Background

CODATA was formed in 1966, and amongst other data activities, it provided a forum for data scientists to exchange knowledge on their discipline. To this end, it hosted international workshops, meetings and seminars on special data topics and published contributions from the participants, often in book form. It also held biannual international conferences, beginning in 1968, which particularly provided publication opportunities for young scientists and those new to the field. Like most other conferences, papers were lightly refereed to ensure a reasonable standard for an international conference. The standard of these papers was generally high—some were very high—but they were not viewed as having the standard required in a quality peer-reviewed journal. Data scientists lacked such a quality journal in which they could publish and get deserved recognition for the quality of their papers. So did their readers. I expect that these factors were in the minds of the far-sighted members of the CODATA Executive when they decided to start a quality Journal in Data Science in 2001.

Executive Decisions 2001

The welcome decision to publish a CODATA journal on scientific data was taken by an Executive CODATA meeting in February 2001. This came as no surprise, as it had already been discussed at the two previous general assemblies. In the period just before 2001, much had been done in preparation, so many of the decisions concerning the nature and management of the journal could be taken at this meeting of the Executive, giving the journal its shape and management structure. The role of the Executive as the future policy maker would be aided by an executive working group chaired by Dr Steve Roussouw, of which Prof Gaude-Escard is a member, and the journal would be overseen by an Editorial Board, which we will discuss later.

Most importantly, it was agreed that the journal would be a quality journal, with all papers refereed to maintain a high standard. It was also agreed, after some investigation of the alternatives, that the journal would be an electronic journal, reducing costs and making it available to as wide a readership as possible. It was therefore agreed to fund the journal fully, enabling the journal to be made freely available to scientists and engineers in all countries. Whole papers as well as abstracts would be available for free.

The prospectus and scope of the journal were also agreed at this Executive meeting. These were based on the aims and scope of CODATA itself and were not controversial. They are appended in Appendices A and B.
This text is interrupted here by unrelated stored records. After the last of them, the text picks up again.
Issue #17, opened 2015-03-16
Signature verification chicken-and-egg problem


rapropos:
I have a situation where information included in an incoming payload is needed to know which key to use to verify the signature on a request, and cannot figure out how to achieve this with the current API. Would there be a downside to exposing the JsonWebSignature's payload field in some fashion that does not yet require knowing the key needed for verification? I am looking to do something like:
```
json.Unmarshal(jwo.Payload(), &req)
database.FindId(req.SubmitterId, &submitter)
jwo.Verify(submitter.SigningKey)
```
Thank you for your consideration.

csstaub:
It would be preferable to store this information inside a header value, such as the `kid` (key id) header field. I'm currently working on exposing these header values in my `cs/jwk` branch. Selecting the verification key based on the payload seems like an anti-pattern to me, I'd rather not expose the payload in a way that would allow callers to skip verification. Is there any reason you are unable to use header values for key selection?

rapropos:
I was not aware that these header fields could be co-opted to contain arbitrary business logic data. The description of the `kid` field in the draft spec seemed to suggest that it was intended for a situation where a single signer has multiple keys. In my application, a server needs to respond to many different signers, and the verification process consists of making sure that each successive request is signed with the key that was registered for that signer during an initial registration process.

I will try using a header field and your experimental branch.

rapropos:
So far I have been unsuccessful attempting to set the KeyId field in such a fashion so that it arrives at the server. I marshal my payload object into a `[]byte`, pass that to `Sign()`, set `Signatures[0].Header.KeyId` on the resulting signed object, call `FullSerialize` and send the result over the wire. When it arrives on the server side, the `KeyId` field of the header is blank. A cursory inspection of the `JsonWebSignature` object before it is serialized shows both a `KeyId` field in the `Signatures` array (which contains the proper value I set) and a `KeyId` field inside the `rawHeader` structure (which is blank). I see that the comments around the definition of the `JoseHeader` type call it "read-only", which may be the crux of my problem. Is there a supported way to get that 'kid' header field set via the go-jose library in addition to reading it?

csstaub:
[...]

PR #19, opened 2015-03-18
first pass at JWT private keys and KeyId for signing

rapropos:
Here is an attempt at adding RSA and ECDSA private key support to the JWK code, along with trying to get KeyId specified in the `kid` field of a JWS signing key passed through the signature headers so that it is available to recipients between the parsing and verification stage. Intended to address #17. I hope this may be of some use to folks, and apologies for any ugliness therein.

### DIFF
--- a/jwk.go
+++ b/jwk.go
@@ -23,23 +23,30 @@ import (
 	"encoding/binary"
 	"encoding/json"
 	"fmt"
+	"math/big"
 	"reflect"
 )
 
 // rawJsonWebKey represents a public or private key in JWK format, used for parsing/serializing.
 type rawJsonWebKey struct {
-	// TODO(cs): Add support for private keys.
 	Kty string      `json:"kty,omitempty"`
+	Kid string      `json:"kid,omitempty"`
 	Crv string      `json:"crv,omitempty"`
 	X   *byteBuffer `json:"x,omitempty"`
 	Y   *byteBuffer `json:"y,omitempty"`
 	N   *byteBuffer `json:"n,omitempty"`
 	E   *byteBuffer `json:"e,omitempty"`
+	// private key fields, EC uses D only
+	// if D is nil, key is public only
+	D *byteBuffer `json:"d,omitempty"`
+	P *byteBuffer `json:"p,omitempty"`
+	Q *byteBuffer `json:"q.omitempty"`
 }
 
 // JsonWebKey represents a public or private key in JWK format.
 type JsonWebKey struct {
 	key interface{}
+	kid string
 }
 
 func (k *JsonWebKey) MarshalJSON() ([]byte, error) {
@@ -49,9 +56,15 @@ func (k *JsonWebKey) MarshalJSON() ([]byte, error) {
 		raw.fromEcPublicKey(key)
 	case *rsa.PublicKey:
 		raw.fromRsaPublicKey(key)
+	case *ecdsa.PrivateKey:
+		raw.fromEcPrivateKey(key)
+	case *rsa.PrivateKey:
+		raw.fromRsaPrivateKey(key)
 	default:
 		return nil, fmt.Errorf("square/go-jose: unkown key type '%s'", reflect.TypeOf(key))
 	}
+
+	raw.Kid = k.kid
 
 	return json.Marshal(raw)
 }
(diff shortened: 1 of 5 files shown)


csstaub:
Hi, this looks great! Did you take a look at the [`CONTRIBUTING.md`](https://github.com/square/go-jose/blob/master/CONTRIBUTING.md) file in the repo, and in particular, have you signed our [Individual Contributor License Agreement](https://docs.google.com/a/squareup.com/forms/d/13WR8m5uZ2nAkJH41k7GdVBXAAbzDk00vxtEYjd6Imzg/viewform?ndplr=1&formkey=dDViT2xzUHAwRkI3X3k5Z0lQM091OGc6MQ) linked in there?

jwk.go
```diff
@@ -145,3 +166,56 @@ func (key *rawJsonWebKey) fromEcPublicKey(pub *ecdsa.PublicKey) error {
...
+	rv := new(rsa.PrivateKey)
+	pubkey, err := jwk.rsaPublicKey()
+	if err != nil {
+		return nil, err
+	}
+	rv.PublicKey = *pubkey
+	rv.D = jwk.D.bigInt()
+	rv.Primes = make([]*big.Int, 2)
+	rv.Primes[0] = jwk.P.bigInt()
+	rv.Primes[1] = jwk.Q.bigInt()
```
csstaub: Would be preferable to build a struct here directly, and avoid calling `jwk.rsaPublicKey()`, e.g like:

```Go
priv := &rsa.PrivateKey{
  PublicKey: rsa.PublicKey{
    N: jwk.N.bigInt(),
    E: jwk.E.toInt(),
  },
  D: jwk.D.bigInt(),
  Primes: []*big.Int{
    jwk.P.bigInt(),
    jwk.Q.bigInt(),
  },
}
```

Also, this should set the `Precomputed` field (type `rsa.PrecomputedValues`) if DP / DQ / QI values are present.

jwk.go
```diff
@@ -145,3 +166,56 @@ func (key *rawJsonWebKey) fromEcPublicKey(pub *ecdsa.PublicKey) error {
...
+	err = rv.Validate()
+	return rv, err
+}
+
+func (jwkp *rawJsonWebKey) fromRsaPrivateKey(rsa *rsa.PrivateKey) {
+	var jwk rawJsonWebKey
+	jwk.fromRsaPublicKey(&rsa.PublicKey)
+
+	jwk.D = newBuffer(rsa.D.Bytes())
+	// TODO: do we need to ensure len(Primes) >= 2 and/or deal with more than 2?
```
csstaub: As far as I can see, the JWK spec does not mention how to represent RSA keys with more than two primes. The library should probably check if a key has more than two primes and reject it.

jwk.go
```diff
@@ -145,3 +166,56 @@ func (key *rawJsonWebKey) fromEcPublicKey(pub *ecdsa.PublicKey) error {
...
+		return nil, fmt.Errorf("square/go-jose: invalid ECDSA private key, missing D")
+	}
+
+	rv := new(ecdsa.PrivateKey)
+	pubkey, err := jwk.ecPublicKey()
+	if err != nil {
+		return nil, err
+	}
+	rv.PublicKey = *pubkey
+	rv.D = jwk.D.bigInt()
```
csstaub: Same thing here as for RSA private keys above.

jwk.go
```diff
@@ -23,23 +23,30 @@ import (
...
-	// TODO(cs): Add support for private keys.
 	Kty string      `json:"kty,omitempty"`
+	Kid string      `json:"kid,omitempty"`
 	Crv string      `json:"crv,omitempty"`
 	X   *byteBuffer `json:"x,omitempty"`
 	Y   *byteBuffer `json:"y,omitempty"`
 	N   *byteBuffer `json:"n,omitempty"`
 	E   *byteBuffer `json:"e,omitempty"`
+	// private key fields, EC uses D only
+	// if D is nil, key is public only
```
csstaub: Comment is somewhat confusing, needs better explanation.

rapropos:
Contractor license agreement is signed. Regarding filling in the entire struct directly versus calling the various public key functions to do their part, I thought it was more DRY to do it this way, but I can see your position as well, especially since the public key part isn't going to change in the future, so I will change things to reflect your comments. Thank you for taking the time to review the code.

csstaub:
Great, thanks! Merging this into my experimental branch. Want to work on this some more before merging to master though. Also, I think it might make sense to make the fields on `JsonWebKey` public so that callers can construct their own keys.

rapropos:
Thank you for your consideration, and please don't hesitate to let me know if I can be of further assistance. Not sure on the etiquette, but have provisionally closed #17 as this functionality solves my use case.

It was further agreed that the journal should begin publication as soon as possible for an interim period, until the end of December 2002, when it would be reviewed. It was subsequently extended after 2002.

Editor-in-Chief

I was honoured by being appointed as the first editor-in-chief. To aid me during the development stage, the journal would initially be hosted on a web server at my university, Queen’s University, Belfast. A contract was also drawn up for the appointment of a secretary as an assistant editor for two days per week at Queen’s University. Following this decision, Ms Maria Husin was soon appointed assistant editor, and a small editorial office was established at the university.

Website

Ms Husin’s first task was to build a management system and website for the journal. For the website, she studied other journal sites on the web and built the Data Science site to be similar to the others. She worked with test papers in the first months before actual papers arrived, with little help from me apart from advice and encouragement. The website aimed to be simple but effective by the standards of that time. It was ready and needed few modifications when the first refereed papers arrived.

Editorial Board

As previously mentioned, the CODATA Executive had agreed that the journal would be overseen by an Editorial Board. A list of members for this board was also selected by the Executive from a wide range of countries. Letters signed by the president of CODATA were then sent out to this list in April 2001, inviting participation on the board. A list of the resulting first Editorial Board is attached in Appendix C.

Title and Domain Names

After much discussion of several titles for the journal, a vote was taken by the members of the CODATA publications committee, and a clear majority voted for the title Data Science Journal. It had been pointed out that this title might be misunderstood. However, the majority felt that it was up to CODATA to ensure that it became understood. In time, the journal would itself define what is meant by ‘Data Science’, and indeed in time, it did just this.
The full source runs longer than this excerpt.